Google Kubernetes Engine (GKE)
GKE uses Containerd under the hood. It provides great performance, works well with gVisor for sandboxing, and is optimized for Google Cloud’s infrastructure.
Amazon Elastic Kubernetes Service (EKS)
AWS also ships Containerd by default. It’s well-integrated with ECR and supports the latest runtime security features.
Red Hat OpenShift
OpenShift uses CRI‑O exclusively. The focus is on SELinux, compliance, and strong enterprise support.
Self-hosted Clusters
If you’re setting up Kubernetes yourself, Containerd is often the simplest path, unless you’re in an environment where security mandates push you toward CRI‑O.
The Future of Container Runtimes
What lies ahead? With Docker out of the Kubernetes runtime conversation, Containerd and CRI‑O will likely continue to evolve independently — each targeting slightly different audiences.
Expect to see:
- More features like rootless containers, improved sandboxing, and better GPU support.
- Tighter integration with cloud-native observability tools.
- Innovation in security – including support for confidential containers and stricter isolation.
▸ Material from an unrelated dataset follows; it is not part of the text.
PR #732, opened 2026-09-09
Fragment loader support for variables

user1736:
Enables schemaFragmentLoader support during variables processing. Before it would hard fail if required input types were missing in current schema fragment.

The container runtime layer is becoming more invisible — and that’s a good thing. As developers and DevOps teams, we should be able to focus more on workloads and less on the machinery beneath.
Final Thoughts
The shift beyond Docker marks a significant turning point in the Kubernetes world. It signals a move toward more focused, lightweight, and secure container runtimes that align better with Kubernetes’ architecture.
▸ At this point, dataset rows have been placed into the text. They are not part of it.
PR #2042, opened 2021-02-28
Fix race conditions in preference bindings

fpabl0:
### Description:

Fixes race conditions in preference bindings.

### Checklist:

- [x] Tests included.
- [x] Tests all pass.


data/binding/binding_test.go
```diff
@@ -22,7 +22,6 @@ func TestBase_AddListener(t *testing.T) {
 	assert.Equal(t, 1, len(data.listeners))
 
 	waitForItems()
-	data.trigger()
```
andydotxyz, line 25: I’m curious about this change, can you help?

fpabl0: Yes, `data.AddListener(fn)` already enqueues DataChanged callback, so trigger it again is not needed, is it?

andydotxyz: That looks to be the case

andydotxyz (approved):

andydotxyz:
I felt like I hit some hangs whilst testing this, but not certain this was the cause

andydotxyz (changes requested):
Freezes now reproducible it seems.
Open fyne_demo on non-data tab, then switch to data binding.
Sometimes hangs

fpabl0:
> Open fyne_demo on non-data tab, then switch to data binding.
Sometimes hangs

Oh that is bad, I will investigate.

fpabl0:
> Sometimes hangs

I am not able to reproduce it. does it happen frequently?

fpabl0:
With this last commit, do you still experiment freeze?

andydotxyz:
> With this last commit, do you still experiment freeze?

I can't seem to replicate it any more.

andydotxyz (approved):

PR #2044, opened 2021-02-28
CI: mobile

toaster:
This PR adjusts the tests and masters (images/markups) of mobile tests to make them pass.
This allows to require mobile specs for pull requests.
There are known issues with doc tab rendering which are addressed in #1962.


andydotxyz (approved):
Not a fan of commenting out code, but in this case it should not be long lasted and it gets our builds running on mobile in the meantime

Issue #1957, opened 2021-02-14
race detector: fatal error: checkptr: pointer arithmetic computed bad pointer value


tehsphinx:
### Describe the bug:
Starting an application with `go run --race .` crashes with the following error at startup:

```
fatal error: checkptr: pointer arithmetic computed bad pointer value

goroutine 40 [running, locked to thread]:
runtime.throw(0x4601533, 0x37)
/usr/local/go/src/runtime/panic.go:1116 +0x72 fp=0xc000629538 sp=0xc000629508 pc=0x403b9b2
runtime.checkptrArithmetic(0xc, 0x0, 0x0, 0x0)
/usr/local/go/src/runtime/checkptr.go:26 +0xd7 fp=0xc000629568 sp=0xc000629538 pc=0x400d1f7
github.com/go-gl/gl/v3.2-core/gl.PtrOffset(...)
/Users/user/go/pkg/mod/github.com/go-gl/gl@v0.0.0-20190320180904-bf2b1f2f34d7/v3.2-core/gl/conversions.go:55
fyne.io/fyne/v2/internal/painter/gl.(*glPainter).glCreateBuffer(0xc000606000, 0xc000026050, 0x14, 0x14, 0x0)
/Users/user/go/pkg/mod/fyne.io/fyne/v2@v2.0.0/internal/painter/gl/gl_core.go:219 +0x409 fp=0xc000629608 sp=0xc000629568 pc=0x43f2f29
fyne.io/fyne/v2/internal/painter/gl.(*glPainter).drawTextureWithDetails(0xc000606000, 0x46726c0, 0xc0002e42a0, 0xc0006296e8, 0x4140000041000000, 0x41a8000042ee0000, 0x43fa000044480000, 0x0, 0x3f800000)
/Users/user/go/pkg/mod/fyne.io/fyne/v2@v2.0.0/internal/painter/gl/draw.go:27 +0x152 fp=0xc000629668 sp=0xc000629608 pc=0x43ee272
fyne.io/fyne/v2/internal/painter/gl.(*glPainter).drawText(0xc000606000, 0xc0002e42a0, 0x4140000041000000, 0x43fa000044480000)
/Users/user/go/pkg/mod/fyne.io/fyne/v2@v2.0.0/internal/painter/gl/draw.go:78 +0x357 fp=0xc000629708 sp=0xc000629668 pc=0x43ef057
[...]

PR #2048, opened 2021-03-01
Fix several race conditions in internal/driver/glfw package

fpabl0:
### Description:

Fix several race conditions in internal/driver/glfw package.
To test this fix, run:
```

Whether you go with Containerd or CRI‑O in modern Kubernetes deployments, you’ll be working with tools that are faster, simpler, and more reliable. Docker still has its place — mainly in local development and image building — but in production clusters, it’s time to move on.
Don’t fear the change. Embrace it. Learn the tools. And build better.
FAQs
1. Is Docker completely gone from Kubernetes?
Not exactly. You can still build images with Docker, but it’s no longer used as the runtime in Kubernetes clusters.
2. Can I still use Docker images with Containerd or CRI‑O?
Yes. As long as they are OCI-compliant (which most Docker images are), both runtimes can run them.
3. Which runtime is more secure: Containerd or CRI‑O?
CRI‑O is generally considered more minimal and security-focused, but both can be hardened.
4. Is switching from Docker to Containerd difficult?
Not really. Most Kubernetes distributions handle this transition for you, and the CLI tooling is fairly similar.
5. What happens if I don’t switch from Docker in Kubernetes?
If you’re still relying on the Docker shim in Kubernetes 1.24+, your pods won’t run. You need to migrate to a supported runtime.